Just a side note. I read this whole thread with interest, then did some googling to see what's out there with regard to CYA/FC ratios. I'm loving my troublefree pool, and I keep my FC on the high side of the recommended range. That said, if someone went out to read what the EPA, CDC, and others say about safe chlorine levels they would freak out and be afraid to jump in my pool. I think this foundational difference between TFP and the "common view" should be pointed out and explained as simply as possible on the front page of the site. I get it NOW, after more than a year here, and it may seem obvious to everyone else, but for newcomers, it's the core change in thinking that's needed to follow this method.
 

gregsfc

Bronze Supporter
May 27, 2014
204
Cookeville,TN
The followimg is my understanding; not neccessarily fact: The CDC publishes a document called the Model for the Aquatic Health Code (MAHC). It gets updated each three years. The CMAHC is the non profit group that does all the work between each published update. They conduct discussions; do research; and eventually vote on changes for the next model code. Richard headed an ad-hoc committee during the current update period for the CMAHC on "stabilizers". His group conducted actual research experiments to test the probability of three different pathogen spreads of sloughed off feces from one individual to another at, I think, 1.5 meters apart. The research concluded that the current minimum limits on FC at 90 cya allowed by the current code allows for one of those pathogens tested out of the three to exceed the EPA limit on the probability of infection to another person, and, if I understand it correctly, setting a minimum ratio of 30 CYA/FC or turned around our way, 3% FC/CYA will put the probability within the EPA limit; but they recommended 20 or 5%, respectively. The individuals who do the voting make up the TRC. The votes are now all in; they watered down the ad-hoc committee's recommendation of 20 down to 30, and now it goes over to the CDC for more discussions and votes before going over to publishing. None of this directly affects residential pools, however, it could and should affect how pool care is taught, because we will soon have the CDC saying that a minimum ratio in pools matters; and that has never been published before.
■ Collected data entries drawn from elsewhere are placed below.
PR #74, opened 2016-02-16
Fix errors pointed out in 849c11e

DakotaNelson:
Also includes several new tests


lib/restful_model_collection.rb
```diff
@@ -37,6 +37,9 @@ def count
     end
 
     def first
+      @filters[:offset] = 0
```
khamidou: I'm not sure this is solving the completely. Isn't the root cause that the filters were shared by all subclasses of `RestfulModelCollection`?

DakotaNelson: I just added a test (https://github.com/nylas/nylas-ruby/pull/74/files#diff-ebbc5b209198fb9bc40897cc756c8262R212) to make sure that isn't the case, and it seems like we're good.

zspencer:
I believe this was resolved by #112?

States and municipalities write the actual regulations or codes that hotel and other public swimming pools must follow in each state or municipality. They use the MAHC as a guide for writing or changing their codes if I understand correctly. I personally don't understand what the CDC's model recommends as an upper limit as it stands now, but it must allow for FC of 10 in certain situations, because one of the proposals for the upcoming code is to lower the upper limit to 5 from now, 10.

I've read only two states' current codes. CA and TN. California currently allows up to FC of 10; whereas TN allows only 3. They both allow CYA as high as 100. In TN, the minimum FC is .5, so a public pool in TN is legal today if it has .5 FC even if cya is near or at 100. So currently, there is no ratio requirements; only mins. and max. FC and max cya. At least that's the way I read it. So if TN adopts the guidance of the upcoming model, even though it will be far below the 7.5% fc/cya recommended here; it will still increase the fc/cya minimum by a factor of 6. So if adopted as recommended by the CMAHC, it will still be a significant improvement in pool water sanitation limits; but keep in mind, this does not even address algae prevention, which is where the 7.5% figure comes from for us.